Issue #7043, opened 2025-11-24
[Primary Constructors] Add primary constructors to the language docs


kallentu:
Source of truth: [b/465472806](http://b/465472806)

GTM Notes: https://docs.google.com/document/d/1TruAZikz-v4VDcoxgQbRScOaRrNhxgE1nvRVwWfEHt8/edit?usp=sharing

### Pages

- [ ] https://dart.dev/language/primary-constructors (new)
- [ ] Add this snippet to a general doc explaining the new changes with `final` and `var`: https://github.com/dart-lang/sdk/issues/62044#issuecomment-3562463986

### References
* [Updating lint docs issue](https://github.com/dart-lang/sdk/issues/62044)  (@pq)

* [Original issue](https://github.com/dart-lang/language/issues/2364)
* [Feature specification](https://github.com/dart-lang/language/blob/main/accepted/future-releases/primary-constructors/feature-specification.md)
* [Tracking doc (go/dart-primary-constructors)](https://docs.google.com/document/d/1zup1_ocbVizW2kKnfMo4ov2eG6R1o8GAxSnyEUfA6MY/edit?tab=t.0#heading=h.6dyyhz5krl9v)
* [Meta issue](https://github.com/dart-lang/sdk/issues/61524)

cc. @antfitch @conooi

kallentu:
Not entirely sure what the process for GTM x language features will look like. I think we're still working on that.
In the meantime, creating an issue to track some existing thoughts we had on documentation changes. We can change/close this issue in the future if we're consolidating the work elsewhere.

kallentu:
Filed the documentation request at b/465472806. 
Will continue to keep this issue open for my own tracking.

parlough:
Thanks @kallentu and @conooi, the docs look great!

We should consider updating some other examples throughout the site to use the new syntax, but we should revisit that after the stable release or even a few releases.

PR #7236, opened 2026-04-02
Add docs for primary constructors

conooi:
Add docs for primary constructor feature. 

Contributes to https://github.com/dart-lang/site-www/issues/7043

**Staged:** https://dart-dev--pr7236-primary-constructors-vzvv9u3e.web.app/language/primary-constructors


src/content/language/constructors.md
```diff
@@ -263,6 +263,45 @@ For more discussion, watch this Decoding Flutter video on tear-offs.
 
 <YouTubeEmbed id="OmCaloD7sis" title="Dart Tear-offs | Decoding Flutter"></YouTubeEmbed>
 
+## Concise constructor syntax
+
+In Dart 3.13 and later, you can omit the class name
+when declaring a generative or factory constructor inside the class body.
+Instead, use the modifier `new` or `factory` directly:
```
kallentu: The word `Instead` probably doesn't make sense here. It's not really countering a point.

Probably something like `inside the class body by using the modifier...`

src/content/language/constructors.md
```diff
@@ -263,6 +263,45 @@ For more discussion, watch this Decoding Flutter video on tear-offs.
...
+  double x, y;
+
+  // Concise unnamed generative constructor
+  new(this.x, this.y);
+
+  // Concise named generative constructor
+  new origin() : x = 0, y = 0;
+
+  // Concise named factory constructor
+  factory fromMap(Map<String, double> map) => Point(map['x']!, map['y']!);
```
kallentu: Maybe use this instead:
```
  // Equivalent to factory Point.clone(Point other)
  factory clone(Point other) => Point(other.x, other.y);
```

The `fromMap` factory is just using null-asserts and has an assumption with no checks and I'd rather us use a simpler, safer example.

src/content/language/constructors.md
```diff
@@ -215,10 +215,10 @@ class to use whenever someone makes a call to the redirecting constructor.
 factory Listenable.merge(List<Listenable> listenables) = _MergingListenable
 ```
 
-It might appear that ordinary factory constructors
-could create and return instances of other classes.
-This would make redirecting factories unnecessary.
-Redirecting factories have several advantages:
+You might think that ordinary factory constructors can create
```
kallentu: Maybe keep most of the previous tone:
`Since ordinary factory constructors can create and return instances of other classes as well, redirecting factories seem unnecessary. However, redirecting factories have several advantages:`

src/content/language/functions.md
```diff
@@ -61,6 +61,7 @@ that indicates whether the `atomicNumber` falls into the noble gas range.
 
 ## Parameters
 
+
```
kallentu: Extra newline here?

src/content/language/primary-constructors.md
```diff
@@ -0,0 +1,190 @@
...
+```
+
+Declaring a parameter in the primary constructor with `var` or `final`
+implicitly induces an instance variable for that parameter.
+
+To ensure this constructor executes on every new instance,
+a class, mixin class, or enum with a primary constructor
+cannot have any other non-redirecting generative constructors.
+
+## Declare parameters
```
kallentu: Rename to `Declaring parameters`

src/content/language/primary-constructors.md
```diff
@@ -0,0 +1,190 @@
...
+
+Placing a parameter list just after the class name
```
kallentu: Maybe remove line 57-58 and for line 59 start with "Parameters in primary constructors with the `var` or `final` modifier..."

src/content/language/primary-constructors.md
```diff
@@ -0,0 +1,190 @@
...
+specifies both a constructor and instance variables.
+Parameters with the `var` or `final` modifier, called **declaring parameters**,
+implicitly induce a field.
+
+Omitting the modifier creates a **non-declaring parameter**,
+which does not induce an implicit field.
+Use non-declaring parameters for custom initialization logic.
```
kallentu: Not sure if we need this sentence. Non-declaring parameters are just what we're familiar with existing normal constructor parameters. This section might be more confusing and could use some simplification.

src/content/language/primary-constructors.md
```diff
@@ -0,0 +1,190 @@
...
+class Point(var int x, var int y) {
+  this : assert(x >= 0 && y >= 0) {
+    print('Point initialized at ($x, $y)');
+  }
+}
+```
+
+This block can specify an initializer list after `this` and/or a function body.
+
+## Private named parameters
```
kallentu: I don't think this section title is accurate. Private named parameters is specifically for _named_ parameters so we could explain that in here, but I don't think it's the right title for this section with its current contents.

Then with the contents itself, since the parameter isn't named, you might as well have written:
```dart
class User(final String _name);
```
which would declare a field `final String _named` with the value that the user puts in at the call site (e.g. `User("Kallen")`)
You wouldn't need to have a parameter with a different name here.

src/content/language/primary-constructors.md
```diff
@@ -0,0 +1,190 @@
...
+}
+```
+
+Dart also supports private named parameters in traditional constructors.
+To learn more, visit
+[Private named parameters](/language/constructors#private-named-parameters).
+
+## Empty bodies
+
+An empty body of a class, mixin class, or extension type (`{}`)
```
kallentu: Extensions can also have `;` bodies.

And they don't need to be using a primary constructor. So we can probably remove the `when using a primary constructor` bit.
Although, then perhaps we should reconsider where this `Empty bodies` section should be.

src/content/language/primary-constructors.md
```diff
@@ -0,0 +1,190 @@
...
+<?code-excerpt "language/lib/primary_constructors/super_parameters.dart"?>
+```dart
+class A(final int a);
+
+class B(super.a) extends A;
+```
+
+## Constraints and breaking changes
+
+To avoid unexpected compiler errors and understand the impact of this feature,
```
kallentu: I wouldn't say these are unexpected, but maybe instead we can write something like "These are some of the constraints and errors you should be aware of:"

src/content/language/primary-constructors.md
```diff
@@ -0,0 +1,190 @@
...
+keep these constraints and edge cases in mind:
+
+*   **No `late` or `external` fields**: The `late` and `external` modifiers
```
kallentu: Perhaps more like "No `late` or `external` parameters in primary constructors"?
Late or external fields are allowed in general.

src/content/language/primary-constructors.md
```diff
@@ -0,0 +1,190 @@
...
+    are not allowed on parameters in the primary constructor header.
+    To use these modifiers, declare the fields in the class body as usual.
+*   **Name collisions**: Declaring a parameter in the primary constructor
+    with the same name as a method or another field in the class body
+    results in a compile-time error.
+
+:::warning
+**Important breaking changes and edge cases:**
+
+*   **Restriction on `final` in normal function parameters**:
```
kallentu: Also, `var`.
Enforced with the `var_with_no_type_annotation` lint.
Also this lint and the `avoid_final_parameters` lint only work in 3.12 and below which might be worth mentioning.

examples/language/lib/primary_constructors/modifier_class.dart
```diff
@@ -0,0 +1,7 @@
+// #docregion modifier-class
+// Using a primary constructor.
+class ModifierClass(this.x) {
+  late int x;
```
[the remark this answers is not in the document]
eernstg: This is not true, there is no such error. I think the example was specifically intended to show that certain variable declarations (in particular, `late` and `external` ones) cannot be declared by a declaring parameter. We _can_ use an initializing formal to initialize the `late` variable, and the example does compile and run without errors. You could claim that it is silly to declare `x` as `late` when it will always be initialized when the enclosing object is created, but it seems useful to illustrate that primary constructors and these kinds of variables _can_ be used together even though those variables can't be introduced by a declaring parameter.

src/content/language/primary-constructors.md
```diff
@@ -0,0 +1,190 @@
...
+Parameters with the `var` or `final` modifier, called **declaring parameters**,
+implicitly induce a field.
+
+Omitting the modifier creates a **non-declaring parameter**,
+which does not induce an implicit field.
+Use non-declaring parameters for custom initialization logic.
+
+Because `final` and `var` modifiers on parameters are reserved exclusively
+for declaring parameters in primary constructors,
+you cannot use them on parameters in other kinds of functions.
```
eernstg: Perhaps move this paragraph down after the code excerpt (the code illustrates things explained above, and does not give any examples of the error mentioned in this paragraph).

src/content/language/primary-constructors.md
eernstg: Perhaps this would be more helpful if the section had two examples showing the same outcome achieved in the old/standard way as well as the new 'private named' way:

```dart
// Variant not using a private named parameter.
class User({required String name}) {
  String _name = name;
}

// Variant using a private named parameter.
class User({required var String _name});
```

.. and then mention that the call sites are identical, `User(name: 'John Doe')`.

src/content/language/primary-constructors.md
eernstg: Could also be "A declaring parameter cannot be `late` or `external` (those variables must be declared in the body, like today)."

src/content/language/primary-constructors.md
```diff
@@ -0,0 +1,190 @@
...
+    becomes a compile-time error.
+    It is reserved exclusively for declaring parameters in primary constructors.
+    To enforce immutable parameters as a style choice,
+    use the [avoid_final_parameters](https://dart.dev/tools/linter-rules/avoid_final_parameters)
+    or [parameter_assignments](https://dart.dev/tools/linter-rules/parameter_assignments) linter rules.
+*   **The `factory` method edge case**:
+    If you have a method named `factory` with no return type
+    (for example, `factory() {}`),
+    it will be parsed as a factory constructor after primary constructors ship.
+    Ensure your methods have explicit return types to avoid this conflict.
```
eernstg: Perhaps:
```suggestion
    Make sure such methods have explicit return types to avoid this conflict.
```
Otherwise it might be interpreted to mean that developers must add explicit return types to all methods, which could be a much bigger effort. Also, it would be counterproductive to add explicit return types on instance methods whose return type is obtained by override inference.

eernstg (commented):
Added a few drive-by comments.

src/content/language/constructors.md
conooi: Oops I ran the proofreading skill and I think it made this suggestion! Thanks for catching it

src/content/language/primary-constructors.md
conooi: Thanks for the suggestion! However, the [Google developer documentation style guide](https://developers.google.com/style/headings#ing-verb-forms) recommends avoiding -ing verb forms as the first word in headings when possible.

How about `Parameter declarations` instead?

src/content/language/primary-constructors.md
conooi: Changing it to : "Keep these constraints and potential errors in mind when using primary constructors:" 

To make the sentence more active.

src/content/language/constructors.md
```diff
@@ -263,6 +263,46 @@ For more discussion, watch this Decoding Flutter video on tear-offs.
...
+concise named constructors do not use a dot
+between the keyword (modifier) and the name.
+
+<?code-excerpt "concise_syntax.dart (concise-syntax)"?>
+```dart
+class Point {
+  double x, y;
+
+  // Concise unnamed generative constructor
+  new(this.x, this.y);
```
eernstg, line 285: Standard formatting will include a space between the keyword `new` or `factory` and the formal parameter list, as a reminder that the keyword is not an identifier. A bit like `if (condition) ...` rather than `if(condition) ...` which shouldn't read as a function call.

src/content/language/primary-constructors.md
```diff
@@ -0,0 +1,206 @@
...
+<?code-excerpt "language/lib/primary_constructors/primary_constructors.dart (constructor-bodies)" replace="/PointWithBody/Point/g"?>
+```dart
+class Point(var int x, var int y) {
+  this : assert(x >= 0 && y >= 0) {
+    print('Point initialized at ($x, $y)');
+  }
+}
+```
+
+This block can specify an initializer list after `this` and/or a function body.
```
eernstg, line 121: Perhaps extend the text slightly to cover forms like `this : assert(x >= 0);` and `@metadata this;` as well?

eernstg (approved):
LGTM!

src/content/language/primary-constructors.md
kallentu: The "declaring" in declaring parameters is moreso of a adjective rather than a verb here, but I see that we'd probably still want to avoid that. It's less so about the section being a section for how to declare parameters and more about "declaring parameters" which allows the users to declare fields in parameters.

I don't think `Parameter declarations` is accurate. Hmm, maybe something like "Field declarations in parameters"?

src/content/language/mixins.md
```diff
@@ -208,7 +208,7 @@ class Novice extends Musician { // Use Musician as a class
 ```
 
 Any restrictions that apply to classes or mixins also apply to mixin classes:
-
+
```
kallentu: Nit: There's an extra space here.

kallentu (approved):

src/content/language/primary-constructors.md
conooi: Sounds good! I like "Field declarations in parameters"

src/content/language/primary-constructors.md
```diff
@@ -0,0 +1,214 @@
...
+  url: /language/constructors
+  title: Constructors
+nextpage:
+  url: /language/methods
+  title: Methods
+---
+
+:::version-note
+Primary constructors require a language version of at least 3.13.
+:::
```
parlough, line 14:
```suggestion
:::version-note
Primary constructors require a [language version][] of at least 3.13.
:::

[language version]: /language/versioning
```

src/content/language/primary-constructors.md
```diff
@@ -0,0 +1,214 @@
+---
+title: Primary constructors
+description: Create classes concisely by declaring parameters and fields in the class header.
```
parlough, line 3: To keep this under 80 characters:

```suggestion
description: >-
    Create classes concisely by
    declaring parameters and fields in the class header.
```

src/content/language/primary-constructors.md
```diff
@@ -0,0 +1,214 @@
...
+    [parameter_assignments](https://dart.dev/tools/linter-rules/parameter_assignments)
+    linter rule.
+*   **The `factory` method edge case**:
+    If you have a method named `factory` with no return type
+    (for example, `factory() {}`),
+    the compiler parses it as a factory constructor
+    after primary constructors ship.
+    Make sure such methods have explicit return types
+    to avoid this conflict.
+:::
```
parlough, line 213: Let's put the lint in code font and use a link definition.

```suggestion
    To enforce immutable parameters as a style choice in Dart 3.13 and later,
    use the [`parameter_assignments`][] linter rule.
*   **The `factory` method edge case**:
    If you have a method named `factory` with no return type
    (for example, `factory() {}`),
    the compiler parses it as a factory constructor
    after primary constructors ship.
    Make sure such methods have explicit return types
    to avoid this conflict.
:::

[`parameter_assignments`]: /tools/linter-rules/parameter_assignments
```

src/content/language/primary-constructors.md
```diff
@@ -0,0 +1,214 @@
...
+
+In both cases, the caller uses the public name `name`
+at the call site: `User(name: 'John Doe')`.
+
+## Empty bodies
+
+An empty body of a class, mixin class, extension, or extension type (`{}`)
+can be replaced by a semicolon (`;`).
+While this is true in general for these declarations, it is particularly
+useful when using a primary constructor to keep the entire declaration on a single line.
```
parlough, line 160:
```suggestion
While this is true in general for these declarations,
it is particularly useful when using a primary constructor to
keep the entire declaration on a single line.
```

src/content/language/functions.md
```diff
@@ -211,6 +211,14 @@ assert(say('Bob', 'Howdy') == 'Bob says Howdy with a carrier pigeon');
 
 <a id="the-main-function" aria-hidden="true"></a>
 
+### Parameter modifiers
+
+In Dart 3.13 and later, you cannot use modifiers like `final` or `var` for normal function parameters.
+These keywords are now reserved exclusively for [primary constructors](/language/primary-constructors) to declare instance fields.
+
+If you wish to enforce immutability for function parameters,
+use lints like [`parameter_assignments`](https://dart.dev/tools/linter-rules/parameter_assignments) instead of the `final` keyword in the signature.
```
parlough, line 220: - Add breaks to keep under 80 characters.
- Use link definitions.
- Use "Can't" instead of "cannot"
- Use the site relative path instead of full absolute url.

```suggestion
In Dart 3.13 and later,
you can't use modifiers like `final` or `var` for normal function parameters.
These keywords are now reserved exclusively for
[primary constructors][] to declare instance fields.

If you wish to enforce immutability for function parameters,
use lints like [`parameter_assignments`][] instead
of the `final` keyword in the signature.

[primary constructors]: /language/primary-constructors
[`parameter_assignments`]: /tools/linter-rules/parameter_assignments
```

src/content/language/constructors.md
```diff
@@ -263,6 +263,46 @@ For more discussion, watch this Decoding Flutter video on tear-offs.
...
+
+In Dart 3.13 and later, you can omit the class name
+when declaring a generative or factory constructor inside the class body
+by using the modifier `new` or `factory` directly:
+
+-   `new` or `new named`
+-   `factory` or `factory named`
+
+Unlike traditional named constructors (such as `Point.origin()`),
+concise named constructors do not use a dot
```
parlough, line 276:
```suggestion
concise named constructors don't use a dot
```

src/content/language/primary-constructors.md
```diff
@@ -0,0 +1,214 @@
...
+:::
+
+## Overview
+
+Primary constructors provide a concise way to declare a class's fields
+and its main constructor in a single line.
+They reduce the boilerplate of declaring fields, passing parameters,
+and assigning them in the constructor body.
+This shorthand is purely "syntax sugar"
+and does not introduce new runtime semantics.
```
parlough, line 23: Maybe rather than put "syntax sugar" in quotes as a sort of explanation, we could just be more direct about what that means?

```suggestion
This shorthand changes how you write the declaration,
but it doesn't change runtime behavior.
```

src/content/language/primary-constructors.md
```diff
@@ -0,0 +1,214 @@
...
+<?code-excerpt "language/lib/primary_constructors/primary_constructors.dart (constructor-bodies)" replace="/PointWithBody/Point/g"?>
+```dart
+class Point(var int x, var int y) {
+  this : assert(x >= 0 && y >= 0) {
+    print('Point initialized at ($x, $y)');
+  }
+}
+```
+
+This block can specify an initializer list after `this` and/or a function body.
```
parlough, line 121: It's this type of block, not necessarily this exact block right? Perhaps "the" can expand it to similar situations.

```suggestion
The block can specify an initializer list after `this` and/or a function body.
```

src/content/language/primary-constructors.md
```diff
@@ -0,0 +1,214 @@
...
+It also supports forms with just an initializer list followed by a semicolon
+(for example, `this : assert(x >= 0);`),
+and you can apply metadata annotations to it
+(for example, `@metadata this;`).
```
parlough, line 125: Instead of talking about what it supports, would it make sense to focus on how to complete certain actions/tasks?


```suggestion
To provide only an initializer list,
end it with a semicolon, such as `this : assert(x >= 0);`.
You can also annotate the block with metadata,
such as `@metadata this;`.
```

parlough (commented):
Love it! Some feedback to consider:

src/content/language/functions.md
conooi: Oops sorry was going a bit too quick with this one! Thanks for catching all this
+++
[TO DO] Out of the entries, report each line that contains the word "runtime".

[RESPONSE AREA]
+and does not introduce new runtime semantics.
but it doesn't change runtime behavior.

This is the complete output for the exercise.